Capture and Release

1.8K 34 0
                                    

It's quiet in the Amity compound, far too quiet for your liking. You're sitting with your back against the wooden walls, and every moment that you spend waiting is one that you swear you'll end up regretting. You've been on the run with Tris, Four, Peter, Caleb, and the other Abnegation for a while now, but every time you close your eyes, you see the Dauntless compound, the one place you've ever truly considered home.

You hear movement, and look over to see Tris sitting down next to you. She raises an eyebrow at you. "I came over to hear reassurances that everything is going to be alright, but I'm starting to think that I may have asked the wrong person." You laugh quietly. "No worries, Tris. I'm just thinking about Dauntless." Tris nods. "Who doesn't?"

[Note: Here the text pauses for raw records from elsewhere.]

PR #718, opened 2026-05-13
Scope and limit key API

slinkydeveloper:


packages/libs/restate-sdk/src/context.ts
```diff
@@ -251,12 +268,36 @@ export type GenericSend<REQ> = {
   inputSerde?: Serde<REQ>;
   delay?: Duration | number;
   idempotencyKey?: string;
+  scope?: string;
```
igalshilman, line 298: I think we need to put here a tsdoc comment and an attribute 'experimental` and say that it is only applicable starting with 1.7 with vqueues enabled.
alternatively we can follow aisdk convention and name these `experimental_scope` and `experimental_limitkey` (not a fan of this)

igalshilman (approved):

packages/libs/restate-sdk/src/context.ts
slinkydeveloper: not a fan of calling this `experimental` either, for me we can ship it like this adding tsdoc comments.

slinkydeveloper: updated

PR #736, opened 2026-06-05
[restate-sdk-gen] Abandon spawned fibers when the main fiber exits (onMainExit)

igalshilman:
## What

You sigh. "I just wish you got a better introduction to it. There's a lot more that initiation, and you should have been able to find that out for yourself." You're a few years older than Tris, and you've spent those few years falling deeper and deeper in love with your chosen faction. You graduated in the top of your initiation class, and took that opportunity to grab a position as a junior leader of Dauntless. You still drop in every now and then to help with leading combat classes or initiation, which is how you truly connected with Eric Coulter.

Eric. Even thinking about him feels wrong somehow, like by allowing yourself to remember how good it was back in Dauntless with him, you're betraying your friends by not fully committing to the cause. It's still hard to believe that he was one of the top guns of Jeanine's mad scheme to control the Dauntless into massacring the Abnegation to take over the entire city, but yet the truth is plain before you, even without the Candor to say it.

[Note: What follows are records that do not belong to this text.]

PR #749, opened 2026-06-15
[restate-sdk-tunnel] Client-initiated graceful shutdown

igalshilman:
## What

Lets an in-process tunnel deployment **drain gracefully on `SIGTERM`** — stop accepting new invocations, finish in-flight ones, then exit — so a rolling restart drops no invocations. This is the client half; the server half is restatedev/restate-cloud#958.

## How

`SendRequest::is_ready()` on the server doesn't reflect an h2 GOAWAY until the connection fully closes, so a draining client can't deselect itself at the h2 layer. Instead the client signals drain at the application level:

- Advertises **`supports-client-drain: true`** in the handshake (new `supportsClientDrain` option, default `true`).
- On `shutdown()`: stops the supervisor (no new dials), then refuses each **new** forwarded invocation with **`503` + `x-restate-tunnel-draining: true`** *without running the handler*. The server deselects this connection and retries that invocation on a healthy replica — no double-execution, since the handler never ran.
- **In-flight** invocations keep running and are awaited (bounded by `graceMs`, default `drainGraceMs` = 120s); then the connection is torn down. An **idle** connection needs no signal — it just closes and the server's `TunnelGuard` removes it.

## API

- `TunnelConnection.shutdown({ graceMs? }): Promise<void>` — drain, then stop. Wire it to `SIGTERM` (`process.on("SIGTERM", () => conn.shutdown().then(() => process.exit(0)))`). Degrades to an abrupt `close()` if `supportsClientDrain` wasn't advertised.
- `gracefulShutdown?: boolean | { signals?, graceMs? }` (off by default) — opt in to auto-installing one-shot signal handlers (default `SIGTERM`) that call `shutdown()` then `process.exit(0)`. A library shouldn't commandeer signals unless asked.
- `supportsClientDrain?: boolean` (default `true`) — advertise the capability.

No backward-compat constraints (package has no released users yet).

## Testing

`tsc --noEmit`, `eslint .`, and `vitest run` (92/92, incl. new `test/shutdown.test.ts`: capability advertisement, idle fast-path / no-redial, and draining in-flight while refusing new invocations with the sentinel) all pass on Node v24.

🤖 Generated with [Claude Code](https://claude.com/claude-code)

### DIFF
--- a/packages/libs/restate-sdk-tunnel/src/connect.ts
+++ b/packages/libs/restate-sdk-tunnel/src/connect.ts
@@ -119,12 +119,14 @@ export function connectTunnel(options: ConnectTunnelOptions): TunnelConnection {
   const draining = new DrainingRegistry();
   const inflight = new InflightTracker();
 
-  // `shuttingDown` makes every connection refuse new invocations with the
-  // drain sentinel (so the cloud deselects us). `stopped`/`toreDown` guard the
-  // handle methods against re-entry.
-  let stopped = false;
-  let toreDown = false;
-  let shuttingDown = false;
+  // The engine lifecycle as one disjoint state rather than a set of booleans
+  // whose combinations could express nonsense:
+  //   running  — normal operation.
+  //   draining — shutdown() in progress: every connection refuses new
+  //              invocations with the drain sentinel (so the cloud deselects
+  //              us) while in-flight ones finish.
+  //   closed   — torn down (abrupt close(), or a completed / grace-expired drain).
+  let phase: "running" | "draining" | "closed" = "running";
   let connectionCount = 0;
   let lastInfo: HandshakeInfo | undefined;
 
@@ -150,7 +152,7 @@ export function connectTunnel(options: ConnectTunnelOptions): TunnelConnection {
       lastInfo = info;
       ready.resolve();
     },
-    isShuttingDown: () => shuttingDown,
+    isShuttingDown: () => phase === "draining",
     inflightStarted: () => inflight.started(),
     inflightEnded: () => inflight.ended(),
   };
@@ -177,8 +179,8 @@ export function connectTunnel(options: ConnectTunnelOptions): TunnelConnection {
 
   // Abrupt teardown, shared by close() and a grace-expired shutdown(). Idempotent.
   const teardown = (): void => {
-    if (toreDown) return;
-    toreDown = true;
+    if (phase === "closed") return;
+    phase = "closed";
     supervisor.abortAll();
     for (const socket of activeSockets) socket.destroy();
     activeSockets.clear();
@@ -187,7 +189,6 @@ export function connectTunnel(options: ConnectTunnelOptions): TunnelConnection {
   };
 
   const close = async (): Promise<void> => {
-    stopped = true;
     teardown();
     await done;
   };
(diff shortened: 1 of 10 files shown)


igalshilman:
### Follow-up commit: explicit connection state machine (`b09b24d`)

Refactor only — no behavior change (tsc, eslint, 92/92 vitest still green). Reviewer context:

The first commit left `ConnectionAttempt` carrying its lifecycle in a set of booleans/optionals (`settled`, `serving`, `openedAt`, `handshakePromise`, `detachForDrain`, `session`) that had to be kept mutually consistent by hand — and notably encoded the two drain modes asymmetrically (server drain via `detachForDrain` + a `serving` flag left `true` after `settle`; client drain via an engine-level flag).

This commit replaces that with one explicit `AttemptState` discriminated union:

```
connecting → handshaking{session, handshake?} → serving{session, openedAt}
           → draining{session, openedAt, trigger: "server" | "client"} → closed
```

Key points:

- **Both drains are now the same explicit `draining` state**, distinguished by `trigger`. The *essential* difference is preserved and documented, not hidden: a `server` drain detaches the session to the `DrainingRegistry` and redials (the zero-drop property — the detached session keeps serving its in-flight invocations); a `client` drain refuses new invocations with the sentinel and finishes in place, no redial.
- `run()`-resolution is decoupled from teardown (`resolve()` once vs `settle()` → destroy → `closed`). The server-drain handover resolves `run()` early (so the slot redials) while the registry destroys the session later — previously expressed implicitly by leaving `serving = true` after `settle`.
- Illegal states (e.g. "serving with no session") are now unrepresentable; refusal is gated precisely on `draining{client}` / engine-shutdown, so `draining{server}` still serves.
- The engine gains an `activeConnections` registry so `shutdown()` drives each live connection's `beginClientDrain()`.

Recommend reviewing `connection.ts` as a near-rewrite rather than line-by-line; the diff is large but mechanical.

pcholakov (commented):
I didn't look at the SDK change closely but Codex + Claude reviews came back with these.

---

Consolidated SDK PR #749 findings:

1. **`shutdown()` ignores `supportsClientDrain: false`**
   `packages/libs/restate-sdk-tunnel/src/connect.ts:253`, `src/connection.ts:620`, `src/types.ts:270`
   This is Claude’s finding and it’s legit. The docs promise `shutdown()` degrades to abrupt `close()` when `supportsClientDrain` was not advertised, but the implementation still enters draining and emits `503 + x-restate-tunnel-draining`. Cloud PR #958 correctly ignores that sentinel for non-capable clients, so requests can keep getting routed to the same connection as ordinary 503s. Fix with `if (!opts.supportsClientDrain) return close();` in `shutdown()`, plus a regression test.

You knew that Eric was cold and calculating, he always has been. He's always been the first person in the room to rise for a gun, to never trust kindness but instead see what he could get from it. All the same, knowing that he was responsible for such cold-blooded killings hurts your chest like a stab wound. In the back of your head, some part of you whispers that it might not have been your Eric who did it, but it was. You can acknowledge that much, even if you don't want to.

Who is your Eric, anyway? You'd first met him back in initiation, when he'd only been leading the training for a year at most. He'd noticed you then, you were sure of that, but the two of you had kept any contact to tips in practice and whispered words across meals. Once you'd graduated from initiation, you had finally let yourself fall for him, and you started dating soon after that.

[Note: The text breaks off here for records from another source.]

PR #765, opened 2026-07-12
Allow passing custom fetch implementation to client

### LINKED ISSUE #764: Allow specifying custom fetch implementation in client
Currently, the restate client sdk utilizes `globalThis.fetch` with no option for the user to configure the fetch handler.

This prevents users from leveraging other http clients other than fetch. This may be problematic in cases where additional functionality is needed that native `fetch` cannot provide, like supporting the HTTP/2 Cleartext (H2C) protocol.

n-siddarth:
Fixes #764

### DIFF
--- a/packages/libs/restate-sdk-clients/src/api.ts
+++ b/packages/libs/restate-sdk-clients/src/api.ts
@@ -564,4 +564,11 @@ export type ConnectionOpts = {
    * @experimental
    */
   journalValueCodec?: JournalValueCodec;
+
+  /**
+   * Custom fetch handler
+   *
+   * Defaults to globalThis.fetch
+   */
+  fetch?: typeof globalThis.fetch;
 };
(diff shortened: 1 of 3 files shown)


packages/libs/restate-sdk-clients/src/api.ts
```diff
@@ -564,4 +564,11 @@ export type ConnectionOpts = {
    * @experimental
    */
   journalValueCodec?: JournalValueCodec;
+
+  /**
+   * Custom fetch handler
```
slinkydeveloper:
```suggestion
   * Custom fetch client. This allows you to provide a different fetch implementation.
```

slinkydeveloper (commented):
This is great, thank you. can you just improve the tsdoc a bit to explain why you would provide a different fetch client?

n-siddarth:
Sure, will do that later today 👍

n-siddarth:
@slinkydeveloper Is this better?

slinkydeveloper:
Thanks for the contribution!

It had been good then, hadn't it? You came home from your respective jobs to a shared apartment. You wore his jackets when it got cold and he pretended he didn't stare whenever you did. You traded knives and guns and weapons like love notes, and you reveled in every moment you were with him, because he made you feel powerful. That, in a place like Dauntless, was everything.

Then the fighting came, and you realized that he was behind all the bloodshed. It turned your stomach, especially to know that he would have killed you just like the other Divergent had you not withheld that one key truth from him. Had you not been just slightly disillusioned enough with the fantasy you lived with Eric, you wouldn't have known that despite the fact that Eric would throw himself in front of a gun for you, he would be the one behind the trigger in a heartbeat had he known that you were Divergent. It hurts, to be sure, but it's true.

Tris sighs, as if she can tell what you're thinking. "I'm sure Eric is safe. I didn't see him dead when we were leaving." You lean your head against the wooden panel behind you. "I'm not worried about him dying. I'm worried about what I'm supposed to do when I see him again. There's no way Jeanine and her Dauntless forces would let us go easily. They'll be after us soon enough, and he'll be there."

Tris puts an arm around your shoulders, and you fight the urge to lean away. Even after all this time, you're not good at trusting people you don't know. As it turns out, you're even worse at trusting the people you do know. "Hey, just take it easy. You've done a great job of getting us here, and I don't want to lose you to doubt."